Gascar n'a pas pour projet de décrire la vie au camp, il en parle d'ailleurs assez peu et l'action se concentre rapidement sur cet espace du cimetière et de la forêt. De même, des trois ans qu'il passa au camp, le récit ne rend compte que de quelques mois, en 1942, de la fin du printemps à l'automne. Sa tâche de fossoyeur, aussi sordide qu'elle puisse apparaître, lui permet d'échapper au quotidien du stalag. Une des sentinelles chargés de les surveiller, Ernst, ancien pasteur, l'entraîne parfois dans la forêt :
"(...) voici que s'ouvrait devant moi cette forêt mentale jusqu'alors, cette sylve qui, plus qu'à l'abondance de ses frondaisons, plus qu'à la vigueur de ses fûts, avait dû d'exister pour moi, à sa valeur de contraste, à son robuste épaulement de l'horizon et, surtout, à sa secrète contribution à mon poids d'ombre. Nous marchions dans des plantes serrées, lui tenant son fusil à la bretelle, et moins semblable alors à un soldat armé qu'à un chasseur lassé, heureux d'avoir rencontré sur le chemin du retour le passant qui lui fait "un bout de compagnie". mais déjà la forêt et ses ombres dangereuses recommençaient à évoquer un retour sans fin, une compagnie sans bout et nous enfermaient, de nouveau, dans un des mille tête-à-tête de la damnation : le gardien et son prisonnier, le corps et la conscience, le chien et la proie, la plaie et le couteau, soi et son ombre, tout cela au milieu de cette forêt originelle où, cette fois encore, le vieux ménage se reformait." (p. 231)

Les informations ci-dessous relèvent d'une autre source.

PR #17539, opened 2023-08-07
Improve libvirt checks for login_console test module

nanzhg:
1. To improve the function 'is_monolithic_libvirtd()', adding a warning message for checking whether libvirt package installed or not. (lib/virt_autotest/utils.pm)
2. Skip libvirt service checks for kubevirt tests. (tests/virt_autotest/login_console.pm)

- Related ticket: https://progress.opensuse.org/issues/132608
- Verification run: https://openqa.suse.de/tests/11760650

### DIFF
--- a/lib/virt_autotest/utils.pm
+++ b/lib/virt_autotest/utils.pm
@@ -159,6 +159,7 @@ sub is_kvm_host {
 
 #retrun 1 if libvirt 9.0- is running which monolithic libvirtd is the default service
 sub is_monolithic_libvirtd {
+    record_info('WARNING', 'Libvirt package is not installed', result => 'fail') if (script_run('rpm -q libvirt-libs'));
     unless (is_alp) {
         return 1 if script_run('rpm -q libvirt-libs | grep -e "libs-9\.0" -e "libs-[1-8]\."') == 0;
     }
--- a/tests/virt_autotest/login_console.pm
+++ b/tests/virt_autotest/login_console.pm
@@ -65,7 +65,9 @@ sub check_kvm_modules {
     # for modular libvirt, virtqemud is expected in "loaded: active or inactive" status.
     # virtqemud.socket seems to be always in "loaded: active" status
     unless (is_monolithic_libvirtd) {
-        die 'virtqemud.socket is not running!' unless script_run("systemctl is-active virtqemud.socket") eq 0;
+        unless (get_var('TEST_SUITE_NAME') =~ /kubevirt-tests/ or script_run("systemctl is-active virtqemud.socket") eq 0) {
+            die 'virtqemud.socket is not running!';
+        }
     }
     record_info("KVM", "kvm modules are loaded!");
 }


Julie-CAO:
LGTM

lib/virt_autotest/utils.pm
```diff
@@ -159,6 +159,7 @@ sub is_kvm_host {
 
 #retrun 1 if libvirt 9.0- is running which monolithic libvirtd is the default service
 sub is_monolithic_libvirtd {
+    record_info('WARNING', 'Libvirt package is not installed', result => 'fail') if (script_run('rpm -q libvirt-libs'));
```
alice-suse, line 162: How will the result look like? When  is_monolithic_libvirtd is called, but no libvirt-libs is installed, how will openqa webui look like for the overall result and this record_info box?

Julie-CAO:
we also need verify on sle tests and TW tests. but since TW tests are blocked, let's have sle tests verified.

lib/virt_autotest/utils.pm
nanzhg: It will finally fail the test.
https://openqa.suse.de/tests/11758005#step/login_console/11

waynechen55: ```rpm -q libvirt-libs``` will fail on leap15.4 kvm host

tests/virt_autotest/login_console.pm
```diff
@@ -64,8 +64,10 @@ sub check_kvm_modules {
 
     # for modular libvirt, virtqemud is expected in "loaded: active or inactive" status.
     # virtqemud.socket seems to be always in "loaded: active" status
-    unless (is_monolithic_libvirtd) {
-        die 'virtqemud.socket is not running!' unless script_run("systemctl is-active virtqemud.socket") eq 0;
+    unless (get_var('TEST_SUITE_NAME') =~ /kubevirt-tests/) {
```
waynechen55, line 67: This issue is specific to kubevirt-tests ?

lib/virt_autotest/utils.pm
nanzhg: > I found libvirt-libs is dependency of libvirt. So it should be installed by default ?

Yes, It's the base package of libvirt.

nanzhg:
> we also need verify on sle tests and TW tests. but since TW tests are blocked, let's have sle tests verified.

It passed login_console test module with SLE, https://openqa.suse.de/tests/11765393#

lib/virt_autotest/utils.pm
waynechen55: libvirt-libs installed by default when you choose to install kvm host pattern together with SLE Micro 5.5. I verified this on local machine.

tests/virt_autotest/login_console.pm
nanzhg: Kubevirt tests should ignore the libvirt checking, its tests do not depends on libvirt.

lib/virt_autotest/utils.pm
alice-suse: > It will finally fail the test. https://openqa.suse.de/tests/11758005#step/login_console/11

Looks good, thanks

tests/virt_autotest/login_console.pm
waynechen55: I do not think the code orgnization here is good. You should skip your checking inside instead of outside, for example:
```
unless (is_monolithic_libvirtd) {
  unless (get_var('TEST_SUITE_NAME') =~ /kubevirt-tests/
}
```
Code block here should be grouped by checkings instead of tests.

Julie-CAO: if so, his kubevirt test will get a failed result finally.

waynechen55: He can switch the testing logic order. Put test name checking inside to skip.

nanzhg: If the code logic  goes into the function "is_monolithic_libvirtd", kubevirt tests will fail because it doesn't install any libvirt packages. That's why I put it outside of the judgment of function "is_monolithic_libvirtd".
```
sub is_monolithic_libvirtd {
    record_info('WARNING', 'Libvirt package is not installed', result => 'fail') if (script_run('rpm -q libvirt-libs'));
```

waynechen55: Why not install kvm pattern together during host installation phase ? You can just set PATTERNS=default,kvm. It is easy and no need to modify code at all.

alice-suse: @waynechen55  JFYI. For kubevirt test, it requires the host to have kvm module installed and loaded, but it does not need qemu/virtualization stake, because they will be given in the kubevirt containers. Does that help for reviewing the PR? 
If you still have further comments, feel free to raise. I suppose @nanzhg  will follow and  reply. Otherwise, maybe we can consider merging?

waynechen55:
```
unless (is_monolithic_libvirtd) {
    unless (get_var('TEST_SUITE_NAME') =~ /kubevirt-tests/) {
        die 'virtqemud.socket is not running!' unless script_run("systemctl is-active virtqemud.socket") eq 0;
    }
}
```
This will still fail you kubevirt test ? @nanzhg 
I just think checking here should be grouped by types of checkings instead of test names.

nanzhg: > Why not install kvm pattern together during host installation phase ? You can just set PATTERNS=default,kvm. It is easy and no need to modify code at all. The functionality already implemented which is ready to be used instantly.

I tried with the parameter PATTERNS=default,kvm, looks like it didn't take effect.
https://openqa.suse.de/tests/11768689#step/login_console/14

waynechen55: > > Why not install kvm pattern together during host installation phase ? You can just set PATTERNS=default,kvm. It is easy and no need to modify code at all. The functionality already implemented which is ready to be used instantly.
> 
> I tried with the parameter PATTERNS=default,kvm, looks like it didn't take effect. https://openqa.suse.de/tests/11768689#step/login_console/14

This will work ?
```
unless (is_monolithic_libvirtd) {
    unless (get_var('TEST_SUITE_NAME') =~ /kubevirt-tests/ or script_run("systemctl is-active virtqemud.socket") eq 0) {
        die 'virtqemud.socket is not running!';
    }
}
```
Better ?

nanzhg: > This will still fail you kubevirt test ? @nanzhg is_monolithic_libvirtd will return 0 or 1 and does not have assertion. I just think code here should be grouped by types of checkings instead of test names.

Yes, is_monolithic_libvirtd will return 0. When it begins to execute "is_monolithic_libvirtd", kubevirt tests will be failed as the WARNING statement will set the whole test as failed.

waynechen55: > > This will still fail you kubevirt test ? @nanzhg is_monolithic_libvirtd will return 0 or 1 and does not have assertion. I just think code here should be grouped by types of checkings instead of test names.
> 
> Yes, is_monolithic_libvirtd will return 0. When it begins to execute "is_monolithic_libvirtd", kubevirt tests will be failed as the WARNING statement will set the whole test as failed.

I do no think we should fail inside a ```is_xxx``` function. ```is_xxx``` should return true or false to let test decide what to do next. You can help make it better, but not let it fail. I do no think it is very good.

nanzhg: > This will work ?
> 
> ```
> unless (is_monolithic_libvirtd) {
>     unless (get_var('TEST_SUITE_NAME') =~ /kubevirt-tests/ or script_run("systemctl is-active virtqemud.socket") eq 0) {
>         die 'virtqemud.socket is not running!';
>     }
> }
> ```
> 
> Better ?

The first statement will fail the whole test on sle-micro. E.g. https://openqa.suse.de/tests/11758005#step/login_console/11

`unless (is_monolithic_libvirtd) {
`

nanzhg: @waynechen55 Probably I was wrong, the record_info statement will not fail the test after double checking with a whole test (http://10.67.129.96/tests/2492). I also updated the logic of check_kvm_modules function as you suggested.

waynechen55: > @waynechen55 Sorry I was wrong. After double checking with a whole test (http://10.67.129.96/tests/2492#step/login_console/11), the WARNING statement will not fail the test, it just marked info red. I also updated the logic of check_kvm_modules function as you suggested.

Looks better now

alice-suse:
It seems all comments are resolved. Plan to merge if no more comments.

lib/virt_autotest/utils.pm
waynechen55, line 162: I still think there is no need to give a "fail" result even for record_info inside a ```is_xxx``` function. For example, ```is_xxx``` function only responsible for answering "yes" or "no". If a system just need to know whether it is monolithic_libvirtd, but it gets a "fail" flag, this is not very reasonable. Any decision, including recording a failure info, should be done outside of ```is_xxx```.

Julie-CAO: this function is not a tempoary function to differentiate it is modular libvirt. it will be obsolete when modular libvirt becomes to be the default virtualization. I even had thought add a setting 'IS_MONOLITHIC_LIBVIRT=1' for hosts with older products.

We know It is not perfect function, because there are 3 possible results, 'yes', 'no' and 'no libvirt'. but it has been widely used in virt tests as we overlooked the 'no libvirt'. I think it is the best solution with minimal effort currently we can find out as SLEM 5.5 is waiting for green tests.

We can think of making it better in the future when it is really needed.

waynechen55: OK. Fine.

Dans la forêt surgissent parfois les silhouettes fugitives des partisans : elle n'est pas simple havre de paix au sein d'un univers de violence, elle ne peut faire oublier la découverte d'un charnier et les clameurs étouffées des trains roulant vers Belzec.
"Jetée sur l'infini de la souffrance comme un oiseau sur l'infini des mers, la voix humaine montait ou descendait, parcourait la gamme du vent avant de s'éloigner, de s'affaiblir, laissant derrière elle ce même ciel serein, ce "compte d'azur" que n'épuisent jamais les oiseaux désemparés et les hommes qui meurent." (p. 261)Pierre Gascar ne mentionne pas le nom de Rawa Ruska, il désigne le camp sous le nom de Brodno. Ce nom existe mais c'est celui d'un quartier de Varsovie. Peut-être l'a-t-il choisi parce que le cimetière de Brodno est justement le plus grand de la capitale polonaise, avec 1,2 million de tombes, et l'un des plus grands d'Europe. Une recherche plus approfondie m'apprend que le cimetière chrétien jouxtait à Brodno un cimetière juif de 3000 tombes, dans la rue Odrowąża. Cimetière qui fut dévasté en 1942 ; nombre de pierres tombales furent ensuite utilisées comme matériaux de construction et de terrassement.
Photo du cimetière, prise entre les deux guerres |
Brodno c'est aussi bien proche de Grodno, la ville d'origine du Dr Henry Selwyn, dans le récit de Sebald.